> Instructions for the task:
Report every line of the entries that contains the word "shortened".
[Start of Attachment]
PR #383, opened 2024-04-25
Use Enforced condition for ready check

pehala:
* For AuthPolicy and RateLimitPolicy


jsmolar (approved):

azgabur (approved):
DNSPolocy and after https://github.com/Kuadrant/kuadrant-operator/issues/572 gets resolved, TLSPolicy should also receive such ready check in future PR.

PR #384, opened 2024-04-25
Use xfail_strict

pehala:
* This means that it will report a Failure when `xfail` test passes

### DIFF
--- a/Makefile
+++ b/Makefile
@@ -50,7 +50,7 @@ authorino: poetry-no-dev
 
 authorino-standalone: ## Run only test capable of running with standalone Authorino
 authorino-standalone: poetry-no-dev
-	$(PYTEST) -n4 -m 'authorino and not kuadrant_only' --dist loadfile --enforce --standalone $(flags) testsuite/tests/kuadrant/authorino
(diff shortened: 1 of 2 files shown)


jsmolar (dismissed):

azgabur:
I do not recommend this change as the only tests in the testsuite using xfail are the dinosaur tests as added in https://github.com/Kuadrant/testsuite/pull/379 and this tests are failing as expected when running the testsuite with `make test` but when running standalone authorino tests with `make authorino-standalone` the dinosaur tests will pass because the max limit is different in AuthConfig and AuthPolicy objects. This would PR would make `make authorino-standalone` always always fail.

pehala:
You are right. The test should never been a pure xfail in the first place. Sadly, I didn't find a way how to easily specify conditional xfail based on cmdline option, so I included a quickhack to make it work for the time being

averevki (approved):
I'm fine with this solution. Either way it will require some sort of workaround if tests are collected based on marks first thing in the code. Maybe also add `run=False` to the xfail mark so those tests are not executed at all.

azgabur (approved):

PR #391, opened 2024-05-09
Add make clean target

azgabur:
This make target will clean objects from Openshift cluster created by current user or additionally any other user when specified like so: 
```
USER=<name> make clean
```
Testsuite by default cleans up these objects but if test ends in error it is common some objects will not be removed.
This make target will make it easy to clean such left-overs while developing tests.

Please comment if I forgot some CR categories!

Note:
Yes the construction `$\` followed by new-line is [official](https://www.gnu.org/software/make/manual/html_node/Splitting-Lines.html) way to split string to multiple lines...

### DIFF
--- a/Makefile
+++ b/Makefile
@@ -99,5 +99,27 @@ reportportal: polish-junit
 help: ## Print this help
 	@awk 'BEGIN {FS = ":.*?## "} /^[a-zA-Z_-]+:.*?## / {printf "\033[36m%-30s\033[0m %s\n", $$1, $$2}' $(MAKEFILE_LIST)
 
+CR_NAMES = "$\
+Gateway,$\
+HTTPRoute,$\
+Deployment,$\
+Service,$\
+Route,$\
+ServiceAccount,$\
+Secret,$\
+AuthConfig,$\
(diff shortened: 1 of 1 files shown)


Makefile
```diff
@@ -99,5 +99,25 @@ reportportal: polish-junit
 help: ## Print this help
 	@awk 'BEGIN {FS = ":.*?## "} /^[a-zA-Z_-]+:.*?## / {printf "\033[36m%-30s\033[0m %s\n", $$1, $$2}' $(MAKEFILE_LIST)
 
+CR_NAMES = "$\
+Gateway,$\
+HTTPRoute,$\
+Deployment,$\
+Service,$\
```
pehala, line 106: I am missing secrets

azgabur:
^ added `Secret` and a test for the `USER` variable

pehala (approved):

averevki (approved):

azgabur:
^ add parallel cleaning

averevki (approved):

pehala (approved):

Issue #84, opened 2022-09-08
Add test for using Keycloak authorization services


pehala:
**Summary**
Implement tests for authorization with Keycloak Authorization Services. The aim of this issue is to create a more end-to-end oriented test case, that would incorporate a more complex OPA policy (with requests to Keycloak).

**Documentation**
https://github.com/Kuadrant/authorino/blob/main/docs/user-guides/keycloak-authorization-services.md
Keycloak Authorization Services: https://www.keycloak.org/docs/latest/authorization_services/index.html

PR #393, opened 2024-05-13
Add Keycloak Authorization Services test

trepel:
## Test Case

Adding test for Complex OPA policy using Keycloan Authorization Services under the hood.

Closes https://github.com/Kuadrant/testsuite/issues/84

## Verification Steps

Eye review. Execute the test and verify that it passes.


azgabur (approved):

testsuite/tests/kuadrant/authorino/authorization/opa/test_authorization_services.py
```diff
@@ -0,0 +1,184 @@
...
+        protected_resource["_id"],
+        {
+            "name": "Allow GET for requester",
+            "description": "Allow GET for requester",
+            "scopes": ["get"],
+            "users": [f"{requester_auth.username}"],
+        },
+    )
+
+    # Owner is allowed to access the protected resource now too - unclear if this is a bug or feature in Keycloak
```
pehala, line 160: not sure why this should be a bug?

testsuite/tests/kuadrant/authorino/authorization/opa/test_authorization_services.py
```diff
@@ -0,0 +1,184 @@
...
+
+    # Allow HTTP GET access to the protected resource for "requester" user
+    # Only resource owner is allowed to do this
+    owner_uma.policy_resource_create(
+        protected_resource["_id"],
+        {
+            "name": "Allow GET for requester",
+            "description": "Allow GET for requester",
+            "scopes": ["get"],
+            "users": [f"{requester_auth.username}"],
```
pehala, line 156: You can use `[requester_auth.username]`

testsuite/tests/kuadrant/authorino/authorization/opa/test_authorization_services.py
trepel: I did not go too deep into this because from Authorino testing perspective it is not relevant. If you create a protected resource (you being an owner of it) without any permission associated to it, nobody is allowed to access it - not even you. However, you are allowed to create permissions for that resource. It is weird that if you create a permission the way the test does (via `policy_resource_create`) for `requester` user only (`requester` not being you) it also allows you to access the resource. It might be that I am using that `policy_resource_create` incorrectly, when creating permissions via GUI different API endpoints are user (2 calls are required actually) that the API endpoint `policy_resource_create` uses under the hood. Unfortunately I was not able to use the API endpoints GUI uses programmatically (via curl).

testsuite/tests/kuadrant/authorino/authorization/opa/test_authorization_services.py
trepel: nice, will update as suggested

pehala (approved):

testsuite/tests/kuadrant/authorino/authorization/opa/test_authorization_services.py
trepel: updated and force-pushed as suggested, could you please re-review (this was the only change in force-push)

azgabur (approved):

PR #394, opened 2024-05-13
Reintroduce sleep into RLP wait

pehala:
It seems like it still needs a bit of sleep


jsmolar (approved):

azgabur:
I was running `make test` recently and I did not notice limitador tests failing

pehala:
They are just flaky right now, they can pass, but if you look at, for example, nightlies they fail. This should improve stability

PR #395, opened 2024-05-17
Ignore useless-return

pehala:
Not sure if there is better way to handle this specific case, and I am not sure if this is a bug with pylint.

Introduced in pylint 3.2.0


jsmolar:
> Not sure if there is better way to handle this specific case, and I am not sure if this is a bug with pylint.
> 
> Introduced in pylint 3.2.0

`pass`?

pehala:
> `pass`?

Yup, that is much better. Thanks for the tip!

jsmolar (approved):

azgabur (approved):

Issue #396, opened 2024-05-17
Add support for custom attributes for Keycloak users


pehala:
**Summary**

Keycloak 24 introduced user profile management, which means that we cannot easily add new attributes like MiddleName, because support is not there yet in [python-keycloak](https://github.com/marcospereirampj/python-keycloak)

PR #397, opened 2024-05-17
Fix failing dinosaur test on Keycloak 24

pehala:
* You cannot add custom attributes like we did before, you need to register them first. This is temporary fix that removes one test-case until #396 is done
* Fix xfail

### DIFF
--- a/testsuite/tests/kuadrant/authorino/dinosaur/conftest.py
+++ b/testsuite/tests/kuadrant/authorino/dinosaur/conftest.py
@@ -3,6 +3,7 @@ Conftest for dinosaur test
 """
 
 import pytest
+from openshift_client import OpenShiftPythonException
 
 from testsuite.httpx.auth import HttpxOidcClientAuth
 from testsuite.oidc.keycloak import Keycloak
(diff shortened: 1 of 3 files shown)


testsuite/tests/kuadrant/authorino/dinosaur/conftest.py
```diff
@@ -28,6 +29,18 @@ def admin_rhsso(blame, keycloak):
...
+@pytest.fixture(scope="module", autouse=True)
+def commit(request, authorization):
+    """Commits all important stuff before tests"""
+    request.addfinalizer(authorization.delete)
+    try:
+        authorization.commit()
+        authorization.wait_for_ready()
+    except OpenShiftPythonException as exc:
+        if "Too many" in exc.result.err():
+            pytest.xfail("AuthPolicy max limit")
```
azgabur, line 41: This xfail usage is basically a skip when used as a function. Therefore when the product get fixed we need to watch for the lack of xfails for the dinosaur tests in testrun log to notice the issue was fixed.

testsuite/tests/kuadrant/authorino/dinosaur/conftest.py
```diff
@@ -28,6 +29,18 @@ def admin_rhsso(blame, keycloak):
     return info
 
 
+@pytest.fixture(scope="module", autouse=True)
+def commit(request, authorization):
+    """Commits all important stuff before tests"""
```
azgabur, line 34: Mention in the comment this whole commit fixture is a temporary solution so it can be removed later. Should we track this with an github issue? If yes, maybe put a link in the comment as well.

testsuite/tests/kuadrant/authorino/dinosaur/conftest.py
pehala: when authorino gets fixed, this wont trigger and will pass

testsuite/tests/kuadrant/authorino/dinosaur/conftest.py
pehala: It does not need to be temporary, after the fix is done this will still work.

jsmolar (dismissed):

jsmolar (approved):

PR #400, opened 2024-05-20
Add blame to metadata tests

pehala:


jsmolar (dismissed):

azgabur (dismissed):

testsuite/tests/kuadrant/authorino/metadata/test_uma.py
```diff
@@ -30,34 +30,34 @@
...
-    return create_client_secret("uma-client-secret", keycloak.client.auth_id, keycloak.client.secret)
+    return create_client_secret(blame("uma-client-secret"), keycloak.client.auth_id, keycloak.client.secret)
 
 
 @pytest.fixture(scope="module")
-def auth2(keycloak):
-    """Creates new Keycloak User and returns his authentication object for HTTPX"""
-    user = keycloak.realm.create_user("newTestUser", "p")
+def auth2(keycloak, blame):
+    """Creates new RHSSO User and returns his authentication object for HTTPX"""
```
jsmolar, line 40: `RHSSO` -> `Keycloak`

trepel:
[End of Attachment]
> Written solution:
(diff shortened: 1 of 2 files shown)
(diff shortened: 1 of 1 files shown)
(diff shortened: 1 of 3 files shown)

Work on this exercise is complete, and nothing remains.